Toyota to recall Prius models

U.S. police help slow runaway Toyota Prius

Lawsuits could cost Toyota $3-billion

Chevron to slash jobs

Chevron Corp. said today it's slashing 2,000 jobs this year and plans to continue cutting positions next year. Speaking to analysts in New York, the energy giant also said projected refining will continue to be tough over the next few years.

Alimentation Couche-Tard profit falls

Canada's biggest convenience store group, Alimentation Couche-Tard Inc. , said today its third-quarter profit fell to $54.8-million (U.S.) or 29 cents a share from $71.1-million or 36 cents a year earlier. But the company said it bettered its performance and increased its quarterly dividencd to 4 cents a share from 3.5 cent.

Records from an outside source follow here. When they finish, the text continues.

PR #2072, opened 2021-02-16
Add O_DIRECTORY to solarish

smklein:
FYI @pfmooney . I was trying to port [nix](https://crates.io/crates/nix) to illumos, and noticed this in the illumos-gate [headers](https://github.com/illumos/illumos-gate/blob/221e47fb90c5fcfe7add9a33f6c915ee5253ece9/usr/src/uts/common/sys/fcntl.h), but not in libc.

### DIFF
--- a/src/unix/solarish/mod.rs
+++ b/src/unix/solarish/mod.rs
@@ -994,6 +994,7 @@ pub const O_EXCL: ::c_int = 1024;
 pub const O_NOCTTY: ::c_int = 2048;
 pub const O_TRUNC: ::c_int = 512;
 pub const O_NOFOLLOW: ::c_int = 0x20000;
+pub const O_DIRECTORY: ::c_int = 0x1000000;
 pub const O_SEARCH: ::c_int = 0x200000;
 pub const O_EXEC: ::c_int = 0x400000;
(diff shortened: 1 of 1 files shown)


src/unix/solarish/mod.rs
```diff
@@ -994,6 +994,7 @@ pub const O_EXCL: ::c_int = 1024;
 pub const O_NOCTTY: ::c_int = 2048;
 pub const O_TRUNC: ::c_int = 512;
 pub const O_NOFOLLOW: ::c_int = 0x20000;
+pub const O_DIRECTORY: ::c_int = 0x1000000;
```
pfmooney, line 997: It would be good to get confirmation from the Solaris folks that `O_DIRECTORY` exists there, and with the same value, before adding it at the top level like this (rather than the illumos-specific module)

Amanieu: Seems to exist according to https://docs.oracle.com/cd/E26502_01/html/E29032/open-2.html. I'm not sure about the value though.

pfmooney: I received confirmation that it's the same, so this should be fine.

PR #2074, opened 2021-02-18
Make extra_traits work with rustc-dep-of-std

### LINKED ISSUE #2064: Features 'rustc-dep-of-std' and 'extra_traits' don't work together
These features individually work, but if I enable both I get hundreds of build errors.

The repro I have is: clone rust repo, update `library/test/Cargo.toml` to add `features = ['rustc-dep-of-std', 'extra_traits']` to `libc`. If you add only `rustc-dep-of-std` the crate builds fine. But if you add both you get a few hundred build errors, most in the form "X not found, try core::blah::X". Diff for the repro:

```diff
diff --git a/library/test/Cargo.toml b/library/test/Cargo.toml
index 226557430df..80e964e84f5 100644
--- a/library/test/Cargo.toml
+++ b/library/test/Cargo.toml
@@ -13,7 +13,7 @@ getopts = { version = "0.2.21", features = ['rustc-dep-of-std'] }
 term = { path = "../term" }
 std = { path = "../std" }
 core = { path = "../core" }
-libc = { version = "0.2", default-features = false }
+libc = { version = "0.2", default-features = false, features = ['rustc-dep-of-std', 'extra_traits'] }
 panic_unwind = { path = "../panic_unwind" }
 panic_abort = { path = "../panic_abort" }
```

I was able to most of the build errors for my platform by just prefixing `Debug` with `core::fmt:Debug`, and the same for other symbols from core (`Eq`, `PartialEq`, ...). I also tried tweaking `cfg_attr`s in `lib.rs` but couldn't make this work with just `cfg_attr` tweaks.

Remaining issues are fixed by adding a few anonymous lifetime annotations, like `&core::fmt::Formatter<'_>` instead of `&Formatter`.

## Why is this needed?

I was hoping to use the `ctrlc` crate in rustc's test runner, which uses `nix`, which uses `libc` with the 'extra_traits' feature. Without 'extra_traits' it's possible to use libc in rustc test runner without the 'rustc-dep-of-std' feature, but with 'extra_traits' we need 'rustc-dep-of-std' too.

---

I'm happy to submit a PR to add prefixes to symbols like `Debug`, `Formatter`, `PartialEq`, etc. but I'm not sure if that's the best way to fix this. It's easily possiblewith a combination of `fd` and `sed`, but the diff is large.

osa1:
Fixes #2064

---

Files for other platforms also need to be updated.


src/unix/linux_like/mod.rs
```diff
@@ -1,3 +1,10 @@
+#[cfg(feature = "extra_traits")]
+use core::{
+    cmp::{Eq, PartialEq},
+    fmt::Debug,
+    iter::Iterator,
+};
```
JohnTitor, line 6: Seems this import style won't work on an old Rust.

src/unix/linux_like/mod.rs
```diff
@@ -264,7 +271,7 @@ cfg_if! {
         }
         impl Eq for epoll_event {}
         impl ::fmt::Debug for epoll_event {
-            fn fmt(&self, f: &mut ::fmt::Formatter) -> ::fmt::Result {
+            fn fmt(&self, f: &mut ::fmt::Formatter<'_>) -> ::fmt::Result {
```
JohnTitor, line 274: And I think this also won't as I mentioned on the issue.

src/unix/linux_like/mod.rs
osa1: Should be fixed now.

src/unix/linux_like/mod.rs
osa1: I added explicit lifetimes to `Formatter` args.

src/macros.rs
```diff
@@ -73,7 +73,7 @@ macro_rules! s {
     (it: $(#[$attr:meta])* pub struct $i:ident { $($field:tt)* }) => (
         __item! {
             #[repr(C)]
-            #[cfg_attr(feature = "extra_traits", derive(Debug, Eq, Hash, PartialEq))]
+            #[cfg_attr(feature = "extra_traits", derive(core::fmt::Debug, core::cmp::Eq, core::hash::Hash, core::cmp::PartialEq))]
```
JohnTitor, line 76: According to CI this doesn't work on Rust 1.13.

osa1: Hm, that's weird. I don't know what the problem is with this syntax. I guess I'll have to install rustc 1.13 and experiment with it.

osa1: These are the errors:

```
error: expected `,`, found `::`
  --> src/macros.rs:76:61
   |
76 |             #[cfg_attr(feature = "extra_traits", derive(core::fmt::Debug, core::cmp::Eq, core::hash::Hash, core::cmp::PartialEq))]
   |                                                             ^^

error: expected `,`, found `::`
  --> src/macros.rs:76:61
   |
76 |             #[cfg_attr(feature = "extra_traits", derive(core::fmt::Debug, core::cmp::Eq, core::hash::Hash, core::cmp::PartialEq))]
   |                                                             ^^

error: expected `]`, found `::`
  --> src/macros.rs:76:61
   |
76 |             #[cfg_attr(feature = "extra_traits", derive(core::fmt::Debug, core::cmp::Eq, core::hash::Hash, core::cmp::PartialEq))]
   |                                                             ^^

error: Could not compile `libc`.
```

I have no idea what the problem is and how to work around this. Anyone have any ideas?

osa1: I guess qualified paths were not allowed in `derive` arguments in 1.13.

When building libc for rustc we know we're using a more recent version, so ideally I wouldn't have to deal with this.

JohnTitor: We can use `cfg(feature = "rustc-dep-of-std")` for it.

osa1: I don't understand how that would work. The `core::fmt::...` syntax will still be there and rustc 1.13 will try to parse it, no?

JohnTitor: That syntax won't work on 1.13: https://rust.godbolt.org/z/f9nf9rTTG

So, we want to make it work under `rustc-dep-of-std`, right? Then we can hide them behind `rustc-dep-of-std`, it's fine because we suppose it's used on rust-lang/rust.

JohnTitor:
I'm going to close as inactive, feel free to re-open when you get some time!

PR #2358, opened 2021-08-22
Add `strtof` for all platforms that have `strtod`

hcsch:
All platforms that have `strtod` very likely also have `strtof`. Having `strtof` allows for fuzzing of [`hexf-parse::parse_hexf32`](https://github.com/lifthrasiir/hexf) comparing against `strtof`, which can't (easily) be done with `strtod`, due to float rounding and over-/underflow behavior.

I'm unsure of whether the `strtof` declaration in `src/unix/mod.rs` also needs a link name adjustment for x86 macos. I haven't been able to find anything about this after a rough search in this repo and on Google. I haven't added it for now since only `strtod` (edit: out of the `strtoX` functions) seems to have the changed link name (and I don't have a mac handy to test the available symbols with), but feel free to tell me if it's needed and I'll adjust the PR accordingly.

### DIFF
--- a/libc-test/semver/android.txt
+++ b/libc-test/semver/android.txt
@@ -3215,6 +3215,7 @@ strsignal
 strspn
 strstr
 strtod
+strtof
 strtok
 strtol
 strtoul
--- a/libc-test/semver/unix.txt
+++ b/libc-test/semver/unix.txt
@@ -814,6 +814,7 @@ strrchr
 strspn
 strstr
 strtod
+strtof
 strtok
 strtol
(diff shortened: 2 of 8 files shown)


JohnTitor (approved):

JohnTitor:
Looks good, thanks!
@bors r+

hcsch:
Should I open a version bump PR after this or is one upcoming already? I'd like to use `strtof` for the mentioned use case of fuzzing `hexf-parse` while comparing against it.

PR #2360, opened 2021-08-23
haiku adding cpuid_info data.

devnexen:


Amanieu:
@JohnTitor Do we have any precedent for handling anonymous structs here?

JohnTitor:
We do, you can find some existing structs prefixed with `__c_anonymous`. I usually accept such a change with a check if it matches the declaration (in this case, I'd check `cpuid_info`'s member).

PR #2361, opened 2021-08-24
Bump to 0.2.101

hcsch:
New release to allow for usage of `strtof` introduced in #2358 for
fuzzing of `hexf-parse` while comparing against `strtof` results.


hcsch:
Seems the macOS 1.30.0 build channel didn't even get to building the code, since it failed to retrieve `rustc`: https://github.com/rust-lang/libc/runs/3420467609

PR #2362, opened 2021-08-24
Add L4re support for arm

Steav005:
This PR adds L4re support for arm with uclibc similar to previous PRs for L4re on x86. 

I already tested these changes with a bootstrapped rust compiler using the L4Re Linker `L4Bender` as I described it in:
https://github.com/humenda/rustl4re/pull/3

There is currently no arm L4re target in the official [Rust repo](https://github.com/rust-lang/rust).
And I do not know if it is a good Idea to add one right know since the linker `L4Bender` is not present:
https://github.com/rust-lang/rust/pull/54425


JohnTitor:
Closing in favor of the above comment, feel free to re-open if there's a reason to have it on this crate.

PR #2373, opened 2021-08-27
solarish adding ucontext struct

devnexen:


src/unix/solarish/x86_64.rs
```diff
@@ -0,0 +1,129 @@
...
+        pub status: u32,
+        pub xstatus: u32,
+    }
+}
+
+s_no_extra_traits! {
+    #[cfg(libc_union)]
+    pub union __c_anonymous_fp_reg_set {
+        pub fpchip_state: __c_anonymous_fpchip_state,
+        pub f_fpregs: [[u32; 13]; 10],
```
Amanieu, line 26: This really should be `[u32; 130]` but that may not work with older Rust versions used in CI.

@JohnTitor Thoughts?

devnexen: yes why I did just for precaution

JohnTitor: Yes, we've been using this workaround in some places and it should work fine.

PR #2375, opened 2021-08-28
android prctl adding special flags

devnexen:


src/unix/linux_like/android/mod.rs
```diff
@@ -2438,6 +2438,13 @@ pub const PF_VSOCK: ::c_int = AF_VSOCK;
 pub const PROP_VALUE_MAX: ::c_int = 92;
 pub const PROP_NAME_MAX: ::c_int = 32;
 
+// sys/prctl.h
+pub const PR_SET_VMA: ::c_int = 0x53564d41;
+pub const PR_SET_VMA_ANON_NAME: ::c_int = 0;
+// aliases used but not from header
+pub const ANDROID_PR_SET_VMA: ::c_int = PR_SET_VMA;
+pub const ANDROID_PR_SET_VMA_ANON_NAME: ::c_int = PR_SET_VMA_ANON_NAME;
```
JohnTitor, line 2446: Where do these aliases come from?

devnexen: sorry I missed your comment... seen them here and there on chromium for ex

devnexen: actually, after second thoughts prefer to remove those.

JohnTitor (approved):

PR #2379, opened 2021-08-29
windows bcrypt api, solves also linkage issue with calling convention…

devnexen:
… from system to stdcall

### DIFF
--- a/src/windows/mod.rs
+++ b/src/windows/mod.rs
@@ -497,7 +497,7 @@ extern "C" {
     pub fn aligned_free(ptr: *mut ::c_void);
 }
 
-extern "system" {
+extern "stdcall" {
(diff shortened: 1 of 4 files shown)


Amanieu:
I think this is out of scope for libc, these APIs are provided by the winapi crate: https://docs.rs/winapi/0.3.9/winapi/shared/bcrypt/index.html

src/windows/mod.rs
```diff
@@ -497,7 +497,7 @@ extern "C" {
     pub fn aligned_free(ptr: *mut ::c_void);
 }
 
-extern "system" {
+extern "stdcall" {
```
Amanieu, line 500: `system` is already equivalent to `stdcall` on 32-bit x86. On all other platforms it is equivalent to `C`. All this change does it break non-x86 platforms.

PR #2387, opened 2021-09-03
Revert "fuchsia add getrandom equivalent zx_cprng_draw."

erickt:
This reverts commit 5b8616e478d3f76cfd4bc94f9dd4499103c41d51.

I'm on the Fuchsia Rust team, and we would like this reverted for a few reasons. First, these functions are not actually exposed in our `libc`. Instead, it comes from our `libzircon` library. Second, we haven't solidified these APIs, nor have we committed to exactly which library to expose them from.

Instead, we've created https://crates.io/crates/fuchsia-cprng to expose this functionality. This lets us more easily track our downstream users, and help them update if we ever make a breaking change.

cc @devnexen and @anp

### DIFF
--- a/libc-test/semver/fuchsia.txt
+++ b/libc-test/semver/fuchsia.txt
@@ -1384,6 +1384,3 @@ utimensat
 vhangup
 vmsplice
 waitid
-zx_cprng_add_entropy
-zx_cprng_draw
-zx_status_t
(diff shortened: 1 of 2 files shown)


JohnTitor (approved):
Thanks for the follow-up! It'd be ideal to have some notice period, but this should be urgent thus I'm going just to r+. Sorry for the breakage.

PR #2390, opened 2021-09-05
Move Linux's `POLLRDHUP` into `linux_like` and fix its type.

sunfishcode:
This fixes two errors in #2247.

 - It moves the definitions of `POLLRDHUP` out of `linux_like/linux`
   and into `linux_like`, so that they're available on Android as well.

 - It changes the type from `c_int` to `c_short` to match the other
   `POLL*` flags.

This second change is a breaking change, and I'm fine reverting it and
leaving it as the old type if that's the right thing to do.

### DIFF
--- a/src/unix/linux_like/linux/mod.rs
+++ b/src/unix/linux_like/linux/mod.rs
@@ -3037,8 +3037,16 @@ pub const SOL_CAN_BASE: ::c_int = 100;
 pub const CAN_INV_FILTER: canid_t = 0x20000000;
 pub const CAN_RAW_FILTER_MAX: ::c_int = 512;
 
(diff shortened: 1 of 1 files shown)


JohnTitor:
I'm not sure how many users are affected by this change but I'd like to follow our breaking change policy, just in case: https://github.com/rust-lang/libc/blob/master/CONTRIBUTING.md#breaking-change-policy

sunfishcode:
Sounds good. I've now changed the PR to just introduce `deprecated` warnings for now.

JohnTitor (approved):

JohnTitor:
Thanks!
@bors r+

PR #2396, opened 2021-09-12
Support for the ESP-IDF framework - 3 forgotten mappings

ivmarkov:
When implementing [the initial support for ESP-IDF](https://github.com/rust-lang/libc/pull/2310) a month ago, I managed to forget to properly decorate these 3 libc bindings for the ESP-IDF.

So now we are in the uncomfortable situation that using STD's `TcpListener::bind` results in a linkage error.

This PR is fixing this, as well as properly exposing two additional ESP-IDF APIs, implemented via LwIP.


JohnTitor (approved):
Thanks for the follow-up!

PR #2398, opened 2021-09-12
Add more redox clock constants

coolreader18:


Amanieu:
Are you sure about the value for `CLOCKS_PER_SEC`?

https://github.com/redox-os/newlib/blob/master/newlib/libc/include/machine/time.h

coolreader18:
Hm. Well, I got this from [relibc](https://gitlab.redox-os.org/redox-os/relibc/-/blob/master/src/header/time/constants.rs), which I think is the default libc on redox?

Issue #3045, opened 2022-12-23
Missing `struct ctl_info` of MacOS


siegfried:
This structure is used with the `CTLIOCGINFO` ioctl to translate from a kernel control name to a control id.
`CTLIOCGINFO` is missing as well.

PR #3046, opened 2022-12-23
Add struct ctl_info

siegfried:
Add the struct mentioned in #3045 

Not sure if I should add `CTLIOCGINFO ` because it is wrapped in a macro:

```c
#define CTLIOCGINFO     _IOWR('N', 3, struct ctl_info)  /* get id from name */
```

The C definition of `ctl_info` is:
```c
/*!
 *       @defined MAX_KCTL_NAME
 *   @discussion Kernel control names must be no longer than
 *       MAX_KCTL_NAME.
 */
#define MAX_KCTL_NAME   96

/*
 * Controls destined to the Controller Manager.
 */

/*!
 *       @struct ctl_info
 *       @discussion This structure is used with the CTLIOCGINFO ioctl to
 *               translate from a kernel control name to a control id.
 *       @field ctl_id The kernel control id, filled out upon return.
 *       @field ctl_name The kernel control name to find.
 */
struct ctl_info {
	u_int32_t   ctl_id;                             /* Kernel Controller ID  */
	char        ctl_name[MAX_KCTL_NAME];            /* Kernel Controller Name (a C string) */
};
```

### DIFF
--- a/build.rs
+++ b/build.rs
@@ -83,6 +83,11 @@ fn main() {
         println!("cargo:rustc-cfg=libc_non_exhaustive");
     }
 
+    // Rust >= 1.47 supports long array:
+    if rustc_minor_ver >= 47 || rustc_dep_of_std {
+        println!("cargo:rustc-cfg=libc_long_array");
+    }
+
     if rustc_minor_ver >= 51 || rustc_dep_of_std {
         println!("cargo:rustc-cfg=libc_ptr_addr_of");
     }
--- a/src/unix/bsd/apple/mod.rs
+++ b/src/unix/bsd/apple/mod.rs
@@ -3313,6 +3313,8 @@ pub const MINCORE_MODIFIED: ::c_int = 0x4;
 pub const MINCORE_REFERENCED_OTHER: ::c_int = 0x8;
 pub const MINCORE_MODIFIED_OTHER: ::c_int = 0x10;
 
+pub const CTLIOCGINFO: c_ulong = 0xc0644e03;
+
 //
 // sys/netinet/in.h
 // Protocols (RFC 1700)
@@ -5929,5 +5931,12 @@ cfg_if! {
         pub use self::b64::*;
     } else {
         // Unknown target_arch
+    }
+}
+
+cfg_if! {
+    if #[cfg(libc_long_array)] {
+        mod long_array;
+        pub use self::long_array::*;
     }
 }
--- a/libc-test/semver/apple.txt
+++ b/libc-test/semver/apple.txt
@@ -266,6 +266,7 @@ CTLFLAG_RD
 CTLFLAG_RW
 CTLFLAG_SECURE
 CTLFLAG_WR
+CTLIOCGINFO
 CTLTYPE
 CTLTYPE_INT
 CTLTYPE_NODE
@@ -1844,6 +1845,7 @@ copyfile
 copyfile_flags_t
 cpu_subtype_t
 cpu_type_t
+ctl_info
 difftime
 dirfd
 disconnectx
--- a/src/unix/bsd/apple/long_array.rs
+++ b/src/unix/bsd/apple/long_array.rs
@@ -1,0 +1,8 @@
+s! {
+    pub struct ctl_info {
+        pub ctl_id: u32,
+        pub ctl_name: [::c_char; MAX_KCTL_NAME],
+    }
+}
+
+pub const MAX_KCTL_NAME: usize = 96;


JohnTitor (approved):

JohnTitor:
Thanks! @bors r+

src/unix/bsd/apple/mod.rs
```diff
@@ -231,6 +231,11 @@ impl ::Clone for sysdir_search_path_domain_mask_t {
 }
 
 s! {
+    pub struct ctl_info {
+        pub ctl_id: u32,
+        pub ctl_name: [::c_char; 96],
```
JohnTitor, line 236: The size here is too big for older rustc, we could nest the array to pass CI, see the below for example:
https://github.com/rust-lang/libc/blob/72fba0ecc76bf385d8f7b687fa8e46a1f6c0ae43/src/unix/bsd/apple/mod.rs#L833-L835

siegfried: Is there an option to compile differently for old and new `rustc`? I can image this workaround can cause some confusions when type checking.

JohnTitor: Maybe we could add cfg under https://github.com/rust-lang/libc/blob/master/build.rs.

siegfried: I add a cfg to compile `ctl_info` only for new `rustc`, please review. Thanks.

build.rs
```diff
@@ -40,6 +40,11 @@ fn main() {
         println!("cargo:rustc-cfg=libc_deny_warnings");
     }
 
+    // Rust > 1.13 supports long array:
+    if rustc_minor_ver > 13 || rustc_dep_of_std {
```
JohnTitor, line 44: Could you use `=>` to keep the consistency with other cfgs?

JohnTitor (commented):
It'd also be great if you could squash commits into one.

build.rs
siegfried: Done.

JohnTitor:
Could you squash commits into one to clean up the history?

siegfried:
> Could you squash commits into one to clean up the history?

Sure, if you have trouble squash merging on your side.

JohnTitor:
This repo uses bors and the bot only can merge PRs via merge commits. So you have to do that before merging.

siegfried:
Squashed.

JohnTitor:
👍, @bors r+

siegfried:
Hmm, what is wrong again?

JohnTitor:
Ah, that's because we tried to impl Copy/Clone for non-existing item on the `s!` macro. Sadly, we cannot apply the attribute for impl, so we have to use cfg_if to completely hide the struct on 1.13.

siegfried:
Thanks. Good to know. Now I've got it updated.

siegfried:
Ah damn, cannot pass style check then. Let try another fix.

siegfried:
Looks like `cfg_if!` is the only option here. Is there anyway to get around by the style check? Or is there any way I can define the struct out of `s!`?

JohnTitor:
One way to pass the style check would be to cut it out into a separate file, like https://github.com/rust-lang/libc/blob/master/src/unix/align.rs. Could you try it?

siegfried:
I'm confused by the new style error. Any idea? @JohnTitor

JohnTitor:
Ugh, it says `mod` should be placed at the end of the file.

JohnTitor (approved):
Awesome, thanks!

siegfried:
Still not working?

JohnTitor:
```
+ cargo +1.13.0 build -vv --no-default-features --target aarch64-apple-ios
warning: unused manifest key: package.categories
warning: unused manifest key: package.categories
warning: unused manifest key: package.categories
    Updating registry `[https://github.com/rust-lang/crates.io-index`](https://github.com/rust-lang/crates.io-index%60)
error: failed to parse registry's information for: serde

Caused by:
  Feature `playground` depends on `serde_derive` which is not an optional dependency.
Consider adding `optional = true` to the dependency
```

I believe it's unrelated to this PR, let me investigate after my day job.

JohnTitor:
https://github.com/rust-lang/crates.io/pull/5929 should fix the issue, let's try out, @bors retry

siegfried:
I rebased the commit to the tip.

JohnTitor:
The failure is valid:
```
error[E0277]: the trait bound `[i8; 96]: core::fmt::Debug` is not satisfied
   --> src/unix/bsd/apple/long_array.rs:4:9
    |
4   |           pub ctl_name: [::c_char; MAX_KCTL_NAME],
    |           ^^^^^^^^^^^^^^^^^^^^^^^^^^^^^^^^^^^^^^^ `[i8; 96]` cannot be formatted using `:?`; if it is defined in your crate, add `#[derive(Debug)]` or manually implement it
    | 
   ::: src/lib.rs
    |
93  | / cfg_if! {
94  | |     if #[cfg(windows)] {
95  | |         mod fixed_width_ints;
96  | |         pub use fixed_width_ints::*;
...   |
156 | |     }
157 | | }
    |
    = help: the trait `core::fmt::Debug` is not implemented for `[i8; 96]`
    = note: required because of the requirements on the impl of `core::fmt::Debug` for `&[i8; 96]`
    = note: required for the cast to the object type `core::fmt::Debug`

error[E0277]: the trait bound `[i8; 96]: core::cmp::Eq` is not satisfied
   --> src/unix/bsd/apple/long_array.rs:4:9
    |
4   |           pub ctl_name: [::c_char; MAX_KCTL_NAME],
    |           ^^^^^^^^^^^^^^^^^^^^^^^^^^^^^^^^^^^^^^^ the trait `core::cmp::Eq` is not implemented for `[i8; 96]`
    | 
   ::: src/lib.rs
    |
93  | / cfg_if! {
94  | |     if #[cfg(windows)] {
95  | |         mod fixed_width_ints;
96  | |         pub use fixed_width_ints::*;
...   |
156 | |     }
157 | | }
    |
    = help: the following implementations were found:
              <[T; 19] as core::cmp::Eq>
              <[T; 22] as core::cmp::Eq>
              <[T; 10] as core::cmp::Eq>
              <[T; 32] as core::cmp::Eq>
            and 30 others
    = note: required by `core::cmp::AssertParamIsEq`

error[E0277]: the trait bound `[i8; 96]: core::hash::Hash` is not satisfied
   --> src/unix/bsd/apple/long_array.rs:4:9
    |
4   |           pub ctl_name: [::c_char; MAX_KCTL_NAME],
    |           ^^^^^^^^^^^^^^^^^^^^^^^^^^^^^^^^^^^^^^^ the trait `core::hash::Hash` is not implemented for `[i8; 96]`
    | 
   ::: src/lib.rs
    |
93  | / cfg_if! {
94  | |     if #[cfg(windows)] {
95  | |         mod fixed_width_ints;
96  | |         pub use fixed_width_ints::*;
...   |
156 | |     }
157 | | }
    |
    = help: the following implementations were found:
              <[T; 20] as core::hash::Hash>
              <[T] as core::hash::Hash>
              <[T; 23] as core::hash::Hash>
              <[T; 12] as core::hash::Hash>
            and 30 others
    = note: required by `core::hash::Hash::hash`

error[E0369]: binary operation `==` cannot be applied to type `[i8; 96]`
   --> src/unix/bsd/apple/long_array.rs:4:9
    |
4   |           pub ctl_name: [::c_char; MAX_KCTL_NAME],
    |           ^^^^^^^^^^^^^^^^^^^^^^^^^^^^^^^^^^^^^^^
    | 
   ::: src/lib.rs
    |
93  | / cfg_if! {
94  | |     if #[cfg(windows)] {
95  | |         mod fixed_width_ints;
96  | |         pub use fixed_width_ints::*;
...   |
156 | |     }
157 | | }
    |
    = note: an implementation of `std::cmp::PartialEq` might be missing for `[i8; 96]`

error[E0369]: binary operation `!=` cannot be applied to type `[i8; 96]`
   --> src/unix/bsd/apple/long_array.rs:4:9
    |
4   |           pub ctl_name: [::c_char; MAX_KCTL_NAME],
    |           ^^^^^^^^^^^^^^^^^^^^^^^^^^^^^^^^^^^^^^^
    | 
   ::: src/lib.rs
    |
93  | / cfg_if! {
94  | |     if #[cfg(windows)] {
95  | |         mod fixed_width_ints;
96  | |         pub use fixed_width_ints::*;
...   |
156 | |     }
157 | | }
    |
    = note: an implementation of `std::cmp::PartialEq` might be missing for `[i8; 96]`
```

1.19 cannot impl it and we have to use `s_no_extra_traits!` and manually impl them, I think.

siegfried:
How about support >= 1.20 only? Updated.

JohnTitor:
It will require 1.47, but it sounds good to me as I think it's old enough 👍

siegfried:
Sorry, I just saw this. Now I change the version to `>= 1.47`. Please review.

JohnTitor:
No worries, thanks! @bors r+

Of doughnuts, coffee and stock prices

UBS Securities Canada this morning raised its price target on Tim Hortons Inc. by a dollar, citing what it called a successful presentation to analysts last week. Its target is now $38, and its earnings per share estimates “moderately” higher. Analysts Vishal Shreedhar and David Palmer said in a research note that UBS believes Tim Hortons is “a strong company characterized by low relative risk, high returns, and continued growth, underpinned by accelerating progress in the U.S.”